◆ **EXERCISE OBJECTIVE**
A single number is wanted: how many lines of the data include the string "configuration".

(Dataset entries)
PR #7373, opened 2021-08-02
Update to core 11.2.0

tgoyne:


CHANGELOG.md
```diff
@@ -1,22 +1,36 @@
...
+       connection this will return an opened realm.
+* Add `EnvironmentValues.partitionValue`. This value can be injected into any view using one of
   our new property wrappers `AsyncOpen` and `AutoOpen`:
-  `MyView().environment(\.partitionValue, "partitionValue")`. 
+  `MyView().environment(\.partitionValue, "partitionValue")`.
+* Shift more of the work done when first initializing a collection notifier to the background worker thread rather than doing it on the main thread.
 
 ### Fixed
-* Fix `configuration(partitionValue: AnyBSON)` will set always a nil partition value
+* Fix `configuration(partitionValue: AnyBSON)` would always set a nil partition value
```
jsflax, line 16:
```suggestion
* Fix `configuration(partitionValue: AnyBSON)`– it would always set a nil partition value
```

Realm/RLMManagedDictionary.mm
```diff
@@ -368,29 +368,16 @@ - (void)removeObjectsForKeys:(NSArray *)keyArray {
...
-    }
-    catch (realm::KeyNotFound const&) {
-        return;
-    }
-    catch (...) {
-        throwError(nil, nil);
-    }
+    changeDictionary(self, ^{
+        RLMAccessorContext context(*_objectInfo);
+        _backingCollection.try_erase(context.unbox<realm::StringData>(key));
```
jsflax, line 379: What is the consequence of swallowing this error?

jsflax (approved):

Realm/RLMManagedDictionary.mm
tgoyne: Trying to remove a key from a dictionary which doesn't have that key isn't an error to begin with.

◆ **SOLVED EXERCISE**
3